Противоположная полка обидчиво и нервно скрипнула. Начальник поезда, прикрывая дверь, стыдливо пробормотал:
— Спокойной ночи...
Савинков его не слышал — читал скупленные на очередной станции газеты. Любовь Ефимовна нарочно ворочалась с боку на бок. Деренталь при свете нижней свечи шуршал французским потрёпанным романом, юнкер старательно прихрапывал — всё как должно быть. И даже собственные мысли не сегодня же родились. Кондуктор теперь не знал, чем угодить, газеты на всех станциях скупал охапками, даже и многомесячной давности. Савинков читал такие жуткие измышления о рыбинских днях, что впору было схватиться за браунинг. Но было и поновее — о покушении на Ленина, о Директории, о Колчаке... и об убийстве царской семьи... Рука большевистской цензуры сюда не дотягивалась, писали кто во что горазд. А он?
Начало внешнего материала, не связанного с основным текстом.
PR #393, opened 2019-11-15
Policyd library changes to support openstack-dashboard

ajkavanagh:
OpenStack dashboard (horizon) has a much more complex policy
overrides concept and these changes are to support that.

Also a slight refactor on the
maybe_do_policyd_overrides_on_config_changed as there was much
duplicated code between that and maybe_do_policyd_overrides.

### DIFF
--- a/charmhelpers/contrib/openstack/policyd.py
+++ b/charmhelpers/contrib/openstack/policyd.py
@@ -685,9 +685,9 @@ def process_policy_resource_file(resource_file,
     black list.
 
     The yaml filename can be modified in two ways.  If the `preserve_topdir`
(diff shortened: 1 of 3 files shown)


charmhelpers/contrib/openstack/policyd.py
```diff
@@ -638,6 +684,16 @@ def process_policy_resource_file(resource_file,
     its file path reconstructed.  This, also, must not match any path in the
     black list.
 
+    The yaml filename can be modified in two ways.  If the `preserve_topdir`
+    param is True, then files will be flattened to the this top dir.  This
```
ChrisMacNaughton: "to the this" -> "to the"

Уставившись в потолок, спрашивал себя об одном и том же: «Что со мной происходит? Любовь к царям?!»
Когда он готовил убийство великого князя Сергея Александровича, в душе не было ни тени жалости. Когда трижды срывалось хорошо, казалось бы, подготовленное покушение на самого Николая, оставалась только досада: опять не вышло! По Божьему промыслу опоздал на благотворительный бал и не попал под кинжал Татьяны Леонтьевой; по трусости матроса избежал на «Рюрике» отравленной револьверной пули; по недогадливости одного растяпы в очередной раз прошёл мимо расставленной ловушки... и для чего?!
Чтобы со всей семьёй, с дочерьми и малолетним наследником, быть зверски убитым в Ипатьевском доме Екатеринбурга?!
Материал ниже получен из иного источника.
PR #395, opened 2019-11-20
MySQL configuration handling

thedac:
Generalize configuration helper to support both mysql-innodb-cluster and
percona-cluster.

### DIFF
--- a/charmhelpers/contrib/database/mysql.py
+++ b/charmhelpers/contrib/database/mysql.py
@@ -471,7 +471,8 @@ class MySQLHelper(object):
         return password
 
 
-class PerconaClusterHelper(object):
+class MySQLConfigHelper(object):
+    """Base configuration helper for MySQL."""
 
     # Going for the biggest page size to avoid wasted bytes.
     # InnoDB page size is 16MB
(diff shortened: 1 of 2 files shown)


thedac:
Tested against mysql-innodb-cluster and percona-cluster charms.

charmhelpers/contrib/database/mysql.py
```diff
@@ -547,36 +548,48 @@ def get_mem_total(self):
...
-            mysql_config['innodb_flush_log_at_trx_commit'] = \
-                self.INNODB_FLUSH_CONFIG_VALUES.get(config['tuning-level'], 1)
+        :returns: Numeric value for innodb_flush_log_at_trx_commit
+        :rtype: int
+        """
+        if config_get('innodb-flush-log-at-trx-commit'):
+            return config_get('innodb-flush-log-at-trx-commit')
+        elif config_get('tuning-level'):
+            return self.INNODB_FLUSH_CONFIG_VALUES.get(
+                config_get('tuning-level'), 1)
```
ajkavanagh: This code has a subtle potential bug (it's a partial function);  if neither `if` is truthy then the function returns `None` (silently).

Either this is expected (in which case, `:rtype: Optional[int]` or it should raise an `Exception` for the situation when neither of the conditions is true.

Also, repeated calls to config_get, which could be rationalised to 2 with intermediate vars.

charmhelpers/contrib/database/mysql.py
```diff
@@ -547,36 +548,48 @@ def get_mem_total(self):
...
+        INNODB_VALID_BUFFERING_VALUES to get the innodb_change_buffering value.
 
-        # Set a sane default key_buffer size
-        mysql_config['key_buffer'] = self.human_to_bytes('32M')
+        :returns: String value for innodb_change_buffering.
+        :rtype: str
+        """
+        _icb = config_get('innodb-change-buffering')
+        if _icb and _icb in self.INNODB_VALID_BUFFERING_VALUES:
+            return _icb
```
ajkavanagh: Again, this is a partial function; it returns `None` if the if statement isn't True.  Either `:rtype: Optional[str]` or raise an `Exception` or return an empty `""`.

charmhelpers/contrib/database/mysql.py
```diff
@@ -547,36 +548,48 @@ def get_mem_total(self):
...
+
+        :returns: Numeric value for innodb_buffer_pool_size.
+        :rtype: int
+        """
         total_memory = self.human_to_bytes(self.get_mem_total())
 
-        dataset_bytes = config.get('dataset-size', None)
-        innodb_buffer_pool_size = config.get('innodb-buffer-pool-size', None)
+        dataset_bytes = config_get('dataset-size')
+        innodb_buffer_pool_size = config_get('innodb-buffer-pool-size')
```
ajkavanagh: Does this definitely return an `int`; i.e. never a `None`?

charmhelpers/contrib/database/mysql.py
thedac: Updating the docstring

charmhelpers/contrib/database/mysql.py
thedac: Updating the docstring

charmhelpers/contrib/database/mysql.py
thedac: This always returns an int.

Опять вспомнился бесподобный Ваня Каляев. У него дважды не поднялась рука бросить бомбу в карету князя Сергея, потому что там были дети. И «Генералу террора» не хватило духа обвинить своего варшавского друга в трусости или малодушии. А здесь новые властители с красными звёздами на лбах приходят в подвал, куда завели всю семью, и бессловесно расстреливают одного за другим, а после на глазах ещё живых — добивают...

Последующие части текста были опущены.